Microcirculation Research Group


The growth maturation and remodelling of new blood vessels from an existing host vascular network is a prerequisite for the growth and development of primary and secondary tumours. Whilst this is a critical step in the development of tumours, the process occurs in a limited range of healthy tissues such as the ovary and endometrium during the menstrual cycle, in healing wounds and tissue remodelling. Angiogenesis is a complex, highly regulated process comprising a multifactorial cascade of events which involves degradation of components of the extracellular matrix, followed by the migration, proliferation and differentiation of endothelial cells to form tubules and eventually new vessels. The process is regulated by a balance of endogenous angiogenesis stimulators (such as vascular endothelial growth factor (VEGF) and basic fibroblast growth factor (bFGF) and the angiopoeitin family), and inhibitors (such as angiostatin, endostatin and thrombospondin) in addition to proteolytic enzymes (such as matrix metalloproteinases), their natural inhibitors, (tissue inhibitors of metalloproteases (TIMPs)) and the local production of cytokines.

The Coagulation Cascade

Usually controlling blood loss during vascular damage, this is normally inactive due to the balance between pro- and anti-coagulant proteins in the bloodstream. However, when damage to the vascular endothelium occurs, exposure of the subendothelial matrix mobilizes both haemostatic and angiogenic systems to prevent excessive bleeding into the surrounding tissues, and subsequently repairs the defects in the vessel wall. Given this interplay, it is hardly surprising that angiogenesis and coagulation cascade interact in a manner that has implications for the design of treatments for cancer. Blood coagulation and fibrinolysis influence tumour angiogenesis directly, thereby contributing to tumour growth.

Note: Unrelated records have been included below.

PR #2358, opened 2024-06-02
Update polytope sampling code and add thinning capability

Balandat:
This set of changes does the following:
* adds an `n_thinning` argument to `sample_polytope` and `HitAndRunPolytopeSampler`; changes the defaults for `HitAndRunPolytopeSampler` args to `n_burnin=200` and `n_thinning=20`
* Changes `HitAndRunPolytopeSampler` to take the `seed` arg in its constructor, and removes the arg from the `draw()` method (the method on the base class is adjusted accordingly). The resulting behavior is that if a `HitAndRunPolytopeSampler` is instantiated with the same args and seed, then the sequence of `draw()`s will be deterministic. `DelaunayPolytopeSampler` is stateless, and so retains its existing behavior.
* normalizes the (inequality and equality) constraints in `HitAndRunPolytopeSampler` to avoid the same issue as https://github.com/pytorch/botorch/issues/1225. If `bounds` are note provided, emits a warning that this cannot be performed (doing this would require vertex enumeration of the constraint polytope, which is NP-hard and too costly).
* introduces `normalize_dense_linear_constraints` to normalize constraint given in dense format to the unit cube
* removes `normalize_linear_constraint`; `normalize_sparse_linear_constraints` is to be used instead
* simplifies some of the testing code

Note: This change is in preparation for fixing https://github.com/facebook/Ax/issues/2373

### DIFF
--- a/botorch/optim/initializers.py
+++ b/botorch/optim/initializers.py
@@ -180,7 +180,7 @@ def sample_q_batches_from_polytope(
     q: int,
     bounds: Tensor,
     n_burnin: int,
-    thinning: int,
+    n_thinning: int,
     seed: int,
     inequality_constraints: Optional[List[Tuple[Tensor, Tensor, float]]] = None,
     equality_constraints: Optional[List[Tuple[Tensor, Tensor, float]]] = None,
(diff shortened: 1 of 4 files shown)


botorch/optim/initializers.py
```diff
@@ -367,7 +368,7 @@ def gen_batch_initial_conditions(
                     q=q,
                     bounds=bounds,
                     n_burnin=options.get("n_burnin", 10000),
-                    thinning=options.get("thinning", 32),
+                    n_thinning=options.get("n_thinning", 32),
```
saitcakmak, line 371: If someone passes in `thinning`, I am guessing it'll get silently ignored. Would something like this offer better backwards compatibility? Ideally we'd just error out if we got some unsupported option cc @esantorella 
```suggestion
                    n_thinning=options.get("n_thinning", options.get("thinning", 32)),
```

botorch/utils/sampling.py
```diff
@@ -16,14 +16,17 @@
 
 from __future__ import annotations
 
+import warnings
+
 from abc import ABC, abstractmethod
```
saitcakmak, line 21:
```suggestion
import warnings
from abc import ABC, abstractmethod
```

saitcakmak (approved):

Moreover, platelets, which play a central role in the coagulation cascade, release numerous factors that stimulate or inhibit angiogenesis. In addition elements of the coagulation cascade act as regulators of angiogenesis, including tissue factor, thrombin and fibrin.

Mechanisms Regulating Angiogenesis & Haemostasis

Angiogenesis in pre invasive and invasive breast cancer

The onset of angiogenesis in premalignant breast disease has important implications in tumour biology, as well as in the development of preventative strategies. Ongoing studies are examining the mechanisms controlling angiogenesis and lymphangiogenesis in normal breast, benign, premalignant, pre-invasive and invasive breast cancer. These innovative studies indicate that angiogenesis occurs earlier in the spectrum of breast disease then previously predicted which may be controlled by both hypoxia and non-hypoxia dependent pathways. In addition studies are investigating the expression and localisation of the proteolytic enzymes and their natural inhibitors and the growth factors which regulate angiogenesis in cancer. The role of the various elements of the haemostasis pathway are far from complete. Further insights into the relationships between angiogenesis and haemostasis in breast cancer may lead to an improved prediction of tumour grade in breast cancer and the development of more effective therapeutic strategies.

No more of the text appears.